- PROBLEM TO SOLVE:
For the listing that follows, report how many lines contain the word "semantics", giving the number and no other text.

- INFORMATION:
PR #9064, opened 2026-07-16
test(e2e): harden terminal restart regressions on Windows

slashdevcorpse:
## Summary

- Make terminal restart probes native-PowerShell safe: fresh-shell discovery sends no startup control bytes, settled Windows probes separate Ctrl+C from the command, PowerShell installs a prompt function, and cold daemon loss uses bounded `taskkill.exe` termination.
- Gate keyboard assertions on a full renderer-input round trip that survives replay suppression, delayed ConPTY echo, and pane replacement without accepting replayed markers from a stale pane.
- Enable the cold daemon-loss restart regression on Windows and add a focused Windows 2022 workflow whose three selected cases cannot silently skip required setup.
- Keep this test-only companion independently mergeable from #9043 while recommending that both PRs land together as regression coverage for #8751.

## Screenshots

No visual change.

## Testing

- [x] `pnpm lint`
- [x] `pnpm typecheck`
- [ ] `pnpm test` — the full Windows suite was attempted: 30,274 passed, 342 skipped, and 100 failed with 2 suite errors. The failures are existing broad Windows incompatibilities such as `/bin/sh ENOENT`, POSIX paths/signals, and line-ending assumptions; none touch this patch.
- [ ] `pnpm build` — the full production/native build was not run; `pnpm exec electron-vite build --mode e2e` passed on the rebased commit.

Focused validation on commit `2ef995ea34a0af8682f9315533d21a87e85f1325`:

- `pnpm exec vitest run tests/e2e/restored-terminal-input-readiness.unit.test.ts tests/e2e/terminal-probe-input-sequence.unit.test.ts` — 2 files / 9 tests passed.
- Required Windows workflow command — 3/3 passed in 2.0 minutes with normal cleanup:
  - clean restart with the live daemon session restored;
  - cold restore after the daemon was force-killed between launches;
  - daemon snapshot relaunch preserving the cursor on the PowerShell prompt.
- The cold daemon-loss assertion also passed 5/5 in an earlier isolated repetition.
- Workflow YAML parsing and `git diff --check` passed.

The original driver was red on Windows because a fresh PowerShell probe was prefixed with POSIX Ctrl+U/startup control bytes. During adversarial review, a real clean-restart run exposed a second red case: readiness kept only the latest 100 ms marker while valid ConPTY echoes arrived later. The terminal tail contained the markers, but the helper never observed the immediately previous one. The final helper retains all outstanding markers for the same concrete pane instance and has dedicated delayed-echo and pane-replacement regressions.

## AI Review Report

Three parallel audits checked Windows runtime behavior, replay/readiness semantics, CI non-skippability and security, cross-platform compatibility, and code minimality.

Findings corrected during review:

- Bound readiness evidence to the concrete mounted pane so replaying an old marker into a replacement pane cannot false-pass.
- Retained delayed same-pane markers instead of chasing only the newest marker every 100 ms.
- Changed stale diagnostics from “renderer transport unbound” to the accurate renderer-input-path possibilities: replay, focus, or binding.
- Made missing seeded repo state and missing PaneManager hard failures under the dedicated workflow flag.
- Removed renderer-crash coverage from this workflow and reverted its spec diff to keep the companion focused.
- Extracted restored-input readiness into a concrete module rather than adding a forbidden max-lines waiver.

Cross-platform review covered macOS, Linux, Windows/ConPTY, WSL, and SSH. POSIX shells retain Ctrl+C + Ctrl+U behavior; Windows receives Ctrl+C as a separate payload and never receives Ctrl+U. No shortcut, provider, path-separator, or local-only product behavior changed.

Final verdict from all three audits: ship, with no blockers.

## Security Audit

This PR changes tests and CI only; it adds no product dependency, auth, secret, network, filesystem API, or IPC surface. Windows termination targets only the daemon PID parsed from the test's isolated user-data directory, passes arguments through `execFileSync` without a shell, is bounded by a 10-second timeout, and verifies the PID is gone.

The workflow uses `pull_request` rather than `pull_request_target`, grants read-only contents permission, does not persist checkout credentials, runs serially with a 30-minute job timeout, and uploads only failure traces.

## Notes

- Paired with #9043; regression coverage for #8751. This PR intentionally uses `Refs #8751` semantics and does not claim to close the production issue.
- Recommended order: merge this companion first so the Windows workflow exists on `main`, then synchronize or mark #9043 ready for review. Every product file in #9043 matches this workflow's trigger paths.
- The PRs are independently mergeable, but they should go hand in hand: #9043 supplies the cold-restore correction, while this PR makes the Windows restart harness deterministic and enforces the regression gate.
- Packaged warm/cold verification remains the closing gate for #8751.

### DIFF
--- a/.github/workflows/windows-terminal-restart-e2e.yml
+++ b/.github/workflows/windows-terminal-restart-e2e.yml
@@ -84,8 +84,10 @@ jobs:
           SKIP_BUILD: '1'
           ORCA_E2E_FORWARD_APP_LOGS: '1'
           ORCA_REQUIRE_WINDOWS_TERMINAL_RESTART_E2E: '1'
+        # Why: pnpm forwards a literal `--` to Playwright, which makes the
+        # grep and worker flags positional filters instead of CLI options.
         run: >-
-          pnpm run test:e2e --
+          pnpm run test:e2e
           tests/e2e/restart-restore-terminal-input.spec.ts
           tests/e2e/terminal-restart-persistence.spec.ts
           --grep "clean restart with a live daemon session|cold-restored pane accepts typing|daemon snapshot relaunch preserves"
--- a/.github/workflows/windows-terminal-restart-e2e.yml
+++ b/.github/workflows/windows-terminal-restart-e2e.yml
@@ -1,0 +1,101 @@
+name: Windows terminal restart E2E
+
+on:
+  pull_request:
+    types:
+      - opened
+      - synchronize
+      - reopened
+      - ready_for_review
+    paths:
+      - '.github/workflows/windows-terminal-restart-e2e.yml'
+      - 'package.json'
+      - 'pnpm-lock.yaml'
+      - 'electron.vite.config.ts'
+      - 'config/patches/**'
+      - 'config/scripts/ensure-native-runtime.mjs'
+      - 'config/scripts/rebuild-native-deps.mjs'
+      - 'tests/playwright.config.ts'
+      - 'tests/e2e/global-setup.ts'
+      - 'tests/e2e/global-teardown.ts'
+      - 'tests/e2e/helpers/**'
+      - 'tests/e2e/restart-restore-terminal-input.spec.ts'
+      - 'tests/e2e/restored-terminal-input-readiness.unit.test.ts'
+      - 'tests/e2e/terminal-probe-input-sequence.ts'
+      - 'tests/e2e/terminal-probe-input-sequence.unit.test.ts'
+      - 'tests/e2e/terminal-restart-persistence.spec.ts'
+      - 'src/main/daemon/**'
+      - 'src/main/ipc/pty*.ts'
+      - 'src/main/providers/**'
+      - 'src/main/pty/**'
+      - 'src/preload/**'
+      - 'src/renderer/src/components/terminal-pane/**'
+      - 'src/renderer/src/lib/pane-manager/**'
+      - 'src/shared/pty-session-id-format.ts'
+  workflow_dispatch:
+    inputs:
+      ref:
+        description: Ref to check out
+        required: false
+        type: string
+
+permissions:
+  contents: read
+
+concurrency:
+  group: windows-terminal-restart-e2e-${{ github.event.pull_request.number || github.ref }}
+  cancel-in-progress: true
+
+jobs:
+  windows-terminal-restart:
+    name: Windows terminal restart regressions
+    runs-on: windows-2022
+    timeout-minutes: 30
+    env:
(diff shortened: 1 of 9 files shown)


slashdevcorpse:
Addressed CodeRabbit's [document-replacement recovery review](https://github.com/stablyai/orca/pull/9064#pullrequestreview-4717342153) in `2ef995ea3`.

The new regression proves the catch path clears real stale state:

- call 1 drops marker A and records A pending;
- call 2 writes marker B, swaps to the replacement pane, then `page.evaluate` rejects;
- call 3 starts with zero pending attempts and must send fresh marker C through the replacement pane;
- call 4 observes C and succeeds.

The assertions require pending counts `[0, 1, 0, 1]`, two original-pane inputs, one replacement-pane input, and `C !== B`. Removing the catch-path reset makes the test fail.

Validation after the fix:

- `pnpm lint`
- `pnpm typecheck`
- focused readiness/probe units: 2 files, 9/9 tests
- independent adversarial audit: ship, no blockers

The walkthrough's docstring-percentage item is a generic warning rather than a repository gate. I did not add restatement-only docstrings to internal E2E helpers because the project requires concise comments for non-obvious reasons; the full repository lint, max-lines, and localization gates pass. There were no inline review threads to resolve.

brennanb2025:
Thanks for the thorough companion coverage here. Reviewed against latest `main` and verified:

- **Platform-aware probe sequences** correctly separate the PowerShell/ConPTY path (no POSIX Ctrl+U; Ctrl+C sent as its own write) from the POSIX path, and fresh-shell discovery drops the startup control bytes that ConPTY was echoing as literal `^C`.
- **Restored-input readiness gate** binds evidence to the concrete mounted pane instance, so a marker replayed into a *replacement* pane can't false-pass, and it retains every same-pane marker so delayed ConPTY echo doesn't flake.
- **Windows-2022 workflow** runs exactly the 3 intended cases (grep patterns each match one real title), and `ORCA_REQUIRE_WINDOWS_TERMINAL_RESTART_E2E=1` turns every silent-skip path (missing seeded repo, missing PaneManager) into a hard failure. Fork-safe: `pull_request`, `contents: read`, `persist-credentials: false`, no secrets, failure-only artifacts.

One small hardening pushed on top (`fa37926`): the POSIX cold-kill path now tolerates `ESRCH` if the daemon self-exits between the liveness check and the `SIGKILL`, matching the tolerance the Windows `taskkill` branch already has — otherwise a benign race could throw a spurious test failure.

Local checks green: the two new unit suites (9/9), `pnpm lint`, and `pnpm typecheck`. Leaving the merge to you so the ordering with #9043 can be coordinated.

- REPLY:
2